Slow Requests on AU Server

Incident Report for ResDiary

Postmortem

At 07:29 BST our engineers were notified that the Australian diary application was experiencing reduced performance. After investigating, we found a large amount of requests queued up with processing times significantly increased. Our engineers began the process of recycling the Australian web servers to get rid of queued up requests that were never going to complete in time. This process was completed by around 07:50, after which time the performance of the diary began to get back to normal.

After further investigation, we have discovered that the problem was triggered by the backend database for the application automatically choosing a different plan for a particular query. In this case, switching plans caused the database to fallback to retrieving information from disk instead of from memory, which caused queries to take much longer to return with the required information. Our working theory is that the new plan required much more memory to execute, which caused the database to free up memory which had previously been used to increase the speed of other queries.

When database queries started taking longer to process, it caused a large backlog of requests on our web servers, which then put increased pressure on the database. When our engineers recycled the web servers, this reduced the pressure on the database, which allowed it to begin to perform more normally. The database continued to experience reduced performance until around 09:30, at which point it automatically switched to a better performing query, although most customer facing impact would have been solved by around 07:50.

We understand the impact this can cause to our restaurant customers, especially as we are getting into the busiest time of the year, and we apologise for it. To prevent an outage like this from happening again, we are taking the following steps:

We have immediately scaled up the Australian database as a short term mitigating measure.
We are analysing the affected query to try to reduce the amount of resources it requires, to make a situation like this less likely.
We are investigating whether we can take measures that will allow our web servers to automatically recover instead of requiring engineers input.

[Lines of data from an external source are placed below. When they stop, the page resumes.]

PR #692, opened 2022-10-28
Allow the host app to pass a custom source identifier to the login flow

jaclync:
⚠️ Please note that this PR includes a breaking change to the `WordPressAuthenticatorDelegate` protocol and `NavigateToEnterAccount` initializer, any host app that uses these needs to update its implementation.

## Why

For store creation in WCiOS, the user could enter the store creation flow but choose to log in instead of signing up for an account in the app. Since the login flow is completely handled in the WPAuthententicator library, starting either from the login prologue or via `NavigateToEnterAccount`, we want to pass a source identifier in order for the app to continue the store creation flow instead of the usual login completion path (store picker).

## Changes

Posted Nov 27, 2018 - 15:21 UTC

Resolved

We have been monitoring the AU diary for the past few hours, and the system has been behaving normally. We are continuing to investigate the cause of the problem, and will provide a post-mortem report later.

Posted Nov 22, 2018 - 10:45 UTC

Monitoring

The AU servers are continuing to respond as normal. However, we are still monitoring closely while we investigate what the cause of the problem was.

Posted Nov 22, 2018 - 08:56 UTC

Update

The performance on the Australian servers is returning to normal but we are continuing to monitor closely.

Posted Nov 22, 2018 - 08:04 UTC

Investigating

We are aware of an issue on the AU server affecting diary performance. This is currently being investigated.

Posted Nov 22, 2018 - 07:50 UTC

This incident affected: ResDiary Application (Australia).